Material to process:

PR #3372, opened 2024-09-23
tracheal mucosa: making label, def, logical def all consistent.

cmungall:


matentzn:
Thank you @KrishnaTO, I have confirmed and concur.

--

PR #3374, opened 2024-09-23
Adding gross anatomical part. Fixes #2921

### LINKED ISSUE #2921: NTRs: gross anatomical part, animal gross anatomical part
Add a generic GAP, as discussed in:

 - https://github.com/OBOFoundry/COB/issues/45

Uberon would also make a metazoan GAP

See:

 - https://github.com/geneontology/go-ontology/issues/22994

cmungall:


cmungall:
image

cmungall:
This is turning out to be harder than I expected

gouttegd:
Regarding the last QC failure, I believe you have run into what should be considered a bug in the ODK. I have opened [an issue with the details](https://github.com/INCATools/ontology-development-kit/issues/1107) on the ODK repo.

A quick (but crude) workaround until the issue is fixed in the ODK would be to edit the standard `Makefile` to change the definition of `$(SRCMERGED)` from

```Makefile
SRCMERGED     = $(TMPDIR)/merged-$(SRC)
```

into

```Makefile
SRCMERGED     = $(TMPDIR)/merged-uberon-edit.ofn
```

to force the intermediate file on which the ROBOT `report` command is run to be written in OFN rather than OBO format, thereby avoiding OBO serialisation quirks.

What is being asked:
Each line of the data above containing the string "would" is to be copied.

Output of the task:
Uberon would also make a metazoan GAP
A quick (but crude) workaround until the issue is fixed in the ODK would be to edit the standard `Makefile` to change the definition of `$(SRCMERGED)` from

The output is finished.